Task statement: With the line that contains "- Covers the" as the final line, return every line from the start of the data below exactly.

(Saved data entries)

PR #1112, opened 2026-07-06
DAH-2340, publish structured zero-incentive reasons on MACHINE_SPEC_CHANNEL

taiberium:
### Task Link

[DAH-2340](https://app.notion.com/p/Incentive-data-contract-pass-structured-zero-incentive-reasons-from-validator-to-backend-392b8bfdbde98116b42fe7a7f5e8288f)

---

## Problem

The validator already explains zero incentive in provider-facing `log_text`, but downstream accounting and Portal UI must not parse prose to recover those reasons. Each catalogued provider eligibility or exclusion reason needs to travel as structured cycle data alongside the incentive calculation.

## Solution

The same `MinerLogLine` object now drives both outputs:

- `JobResult.record_incentive_log(line)` preserves the existing human-readable log.
- Lines carrying a `ZeroIncentiveReason` also produce a typed `IncentiveReason` with a stable code, provider-facing message, and explicit context.
- `publish_machine_specs` sends JSON-safe `incentive_reasons` on `MACHINE_SPEC_CHANNEL`.
- The Redis-to-WebSocket bridge forwards the field through `ExecutorSpecRequest`.

Payload semantics:

- Missing key / `null`: the publisher did not report structured reasons.
- `[]`: the cycle reported no catalogued zero-incentive reason.
- Non-empty list: structured zero-incentive reasons recorded for that cycle.

The active scoring flow short-circuits when a causal exclusion is sufficient, so it currently records at most one reason per executor and cycle. The list-shaped contract remains additive for future scoring behavior. `log_text` remains unchanged for backward compatibility.

## Changes

- Adds the typed `IncentiveReason` wire model to the existing incentive reason catalog.
- Records structured reasons on `JobResult` without including them in generic model dumps.
- Routes all ten catalogued provider eligibility and exclusion reasons in the active `rental_price` flow through `record_incentive_log`.
- Publishes and forwards `incentive_reasons` without exposing internal observability fields.
- Serializes reason context in Pydantic JSON mode so future datetime, UUID, or enum values cannot break Redis publishing.
- Preserves the newer attestation fields added to `ExecutorSpecRequest` since this PR was opened.
- Covers the newer disk-to-VRAM exclusion, which otherwise would have remained text-only.

## Current Consumer

The backend side is already deployed:

- `lium-io-backend#778` accepts the additive field and stores it in `incentive_per_validator_cycle.zero_incentive_reasons`.
- `lium-miner-portal#156` exposes cycle reasons through the Provider Earnings API.
- `lium-miner-portal-frontend#151` renders them in node timelines and expanded epoch details.

## Deployment

Deploy through the normal validator GitHub Action. The deployed backend is already backward-compatible with validators that omit the field and ready to consume this payload.

## Risks

- Low: scoring and incentive calculations are unchanged.
- The payload change is additive.
- Existing provider-facing log text is preserved.
- Reason codes remain an append-only contract; messages and context may evolve.

## Verification

- `pdm run pytest tests/test_incentive_reasons_payload.py tests/test_miner_incentive_log.py tests/test_unrented_insufficient_disk.py -q`
  - `62 passed`
  - Exercises the actual publisher payload through the Redis-to-WebSocket bridge.
  - Verifies non-primitive reason context is converted to JSON-safe values.
- `pdm run pytest tests/ -q --tb=short`
  - `1282 passed, 8 skipped`
  - Three unrelated `test_sshd_bootstrap_script.py` harness tests fail in the local macOS environment; this PR does not touch that script or its tests. Linux CI remains the authoritative full-suite result.
- `git diff --check`

## Review Request

- [x] Code review

## Checklist

- [x] PR description is current
- [x] Risks are documented
- [x] Focused tests cover the real publisher and bridge paths
- [x] Current reason catalog is covered

### DIFF
--- a/neurons/validators/src/protocol/vc_protocol/validator_requests.py
+++ b/neurons/validators/src/protocol/vc_protocol/validator_requests.py
@@ -8,6 +8,8 @@ import bittensor
 import pydantic
 from datura.requests.base import BaseRequest
 
+from incentive.miner_incentive_log import IncentiveReason
+
 
 class RequestType(enum.Enum):
     AuthenticateRequest = "AuthenticateRequest"
@@ -53,20 +55,6 @@ class AuthenticateRequest(BaseValidatorRequest):
             timestamp=int(time.time()),
         )
         return cls(payload=payload, signature=f"0x{keypair.sign(payload.blob_for_signing()).hex()}")
-
-
-class IncentiveReason(pydantic.BaseModel):
-    """One structured reason an executor earns 0 subnet incentive (DAH-2340).
-
-    `reason` is a stable, append-only machine-readable code the backend keys off;
-    `message_for_miner` is free text. Extra miner_log_fields ride along via
-    extra='allow', keeping the contract additive without a schema change.
-    """
-
-    model_config = pydantic.ConfigDict(extra="allow")
-
-    reason: str
-    message_for_miner: str
 
 
 class ExecutorSpecRequest(BaseValidatorRequest):
--- a/neurons/validators/src/protocol/vc_protocol/validator_requests.py
+++ b/neurons/validators/src/protocol/vc_protocol/validator_requests.py
@@ -101,7 +101,8 @@ class ExecutorSpecRequest(BaseValidatorRequest):
     attestation_digest: str | None = None
     tdx_attestation_passed: bool | None = None
     gpu_attestation_passed: bool | None = None
-    incentive_reasons: list[IncentiveReason] = []
+    # None = validator predates DAH-2340 (key absent); [] = evaluated, earns normally
+    incentive_reasons: list[IncentiveReason] | None = None
 
 
 class RentedMachineRequest(BaseValidatorRequest):
--- a/neurons/validators/src/protocol/vc_protocol/validator_requests.py
+++ b/neurons/validators/src/protocol/vc_protocol/validator_requests.py
@@ -55,6 +55,20 @@ class AuthenticateRequest(BaseValidatorRequest):
         return cls(payload=payload, signature=f"0x{keypair.sign(payload.blob_for_signing()).hex()}")
 
 
+class IncentiveReason(pydantic.BaseModel):
+    """One structured reason an executor earns 0 subnet incentive (DAH-2340).
+
+    `reason` is a stable, append-only machine-readable code the backend keys off;
+    `message_for_miner` is free text. Extra miner_log_fields ride along via
+    extra='allow', keeping the contract additive without a schema change.
+    """
+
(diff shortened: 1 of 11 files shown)


arhangel66 (approved):
looks good

pixel29913:
## Update for re-review

This PR was previously reviewed and approved, but the branch has since been rebased onto current `main` and received two follow-up commits. The current head is `6a9213af`.

### Changes since the earlier review

- Rebased the original work onto current `main`, preserving the newer `ExecutorSpecRequest` attestation fields alongside the optional `incentive_reasons` contract.
- Audited the active scoring flow against all 10 catalogued zero-incentive codes.
- Fixed the newer insufficient-disk-for-VRAM exclusion so it also records its structured reason through the centralized `record_incentive_log` path.
- Kept the wire semantics explicit: `None` means the publisher did not report the field, `[]` means it reported no catalogued reason, and a populated list carries the structured reason(s).
- Changed reason serialization to `model_dump(mode="json")` so future JSON-compatible context values such as enums, UUIDs, or datetimes cannot break Redis publication.
- Added regression coverage that exercises the real Redis bridge into `ExecutorSpecRequest`; removing the forwarding field now fails the test instead of silently degrading every cycle to "not reported."

The deployed backend contract already accepts, stores, and exposes these reasons, so the older backend PR was closed as superseded.

### Staging verification

The current head was deployed to staging and verified through the complete path:

`validator -> Redis -> connector -> backend -> TimescaleDB -> Provider Earnings API/UI`

A real cycle stored `nvidia_driver_below_minimum`. We then forced a second cycle for the same node with `provider_discord_not_connected`; both consecutive structured reasons were stored independently and surfaced correctly. The temporary staging provider state was restored afterward.

### Verification

- Focused validator reason/publisher/bridge suite: 62 passed
- Validator Tests: passed
- Executor Tests: passed
- CodeQL: passed
- PR is currently clean and mergeable

Please review the current head rather than relying only on the earlier approval, particularly commits `bb316cf1` and `6a9213af`.

neurons/validators/src/protocol/vc_protocol/validator_requests.py
```diff
@@ -8,6 +8,8 @@
 import pydantic
 from datura.requests.base import BaseRequest
 
+from incentive.miner_incentive_log import IncentiveReason
```
taiberium, line 11: **NIT:** this makes `protocol` depend on the `incentive` package. Define `IncentiveReason` here and have `miner_incentive_log` import it, like the backend does.

taiberium (commented):
Comments.

arhangel66 (approved):
looks good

Exercise answer:
PR #1112, opened 2026-07-06
DAH-2340, publish structured zero-incentive reasons on MACHINE_SPEC_CHANNEL

taiberium:
### Task Link

[DAH-2340](https://app.notion.com/p/Incentive-data-contract-pass-structured-zero-incentive-reasons-from-validator-to-backend-392b8bfdbde98116b42fe7a7f5e8288f)

---

## Problem

The validator already explains zero incentive in provider-facing `log_text`, but downstream accounting and Portal UI must not parse prose to recover those reasons. Each catalogued provider eligibility or exclusion reason needs to travel as structured cycle data alongside the incentive calculation.

## Solution

The same `MinerLogLine` object now drives both outputs:

- `JobResult.record_incentive_log(line)` preserves the existing human-readable log.
- Lines carrying a `ZeroIncentiveReason` also produce a typed `IncentiveReason` with a stable code, provider-facing message, and explicit context.
- `publish_machine_specs` sends JSON-safe `incentive_reasons` on `MACHINE_SPEC_CHANNEL`.
- The Redis-to-WebSocket bridge forwards the field through `ExecutorSpecRequest`.

Payload semantics:

- Missing key / `null`: the publisher did not report structured reasons.
- `[]`: the cycle reported no catalogued zero-incentive reason.
- Non-empty list: structured zero-incentive reasons recorded for that cycle.

The active scoring flow short-circuits when a causal exclusion is sufficient, so it currently records at most one reason per executor and cycle. The list-shaped contract remains additive for future scoring behavior. `log_text` remains unchanged for backward compatibility.

## Changes

- Adds the typed `IncentiveReason` wire model to the existing incentive reason catalog.
- Records structured reasons on `JobResult` without including them in generic model dumps.
- Routes all ten catalogued provider eligibility and exclusion reasons in the active `rental_price` flow through `record_incentive_log`.
- Publishes and forwards `incentive_reasons` without exposing internal observability fields.
- Serializes reason context in Pydantic JSON mode so future datetime, UUID, or enum values cannot break Redis publishing.
- Preserves the newer attestation fields added to `ExecutorSpecRequest` since this PR was opened.
- Covers the newer disk-to-VRAM exclusion, which otherwise would have remained text-only.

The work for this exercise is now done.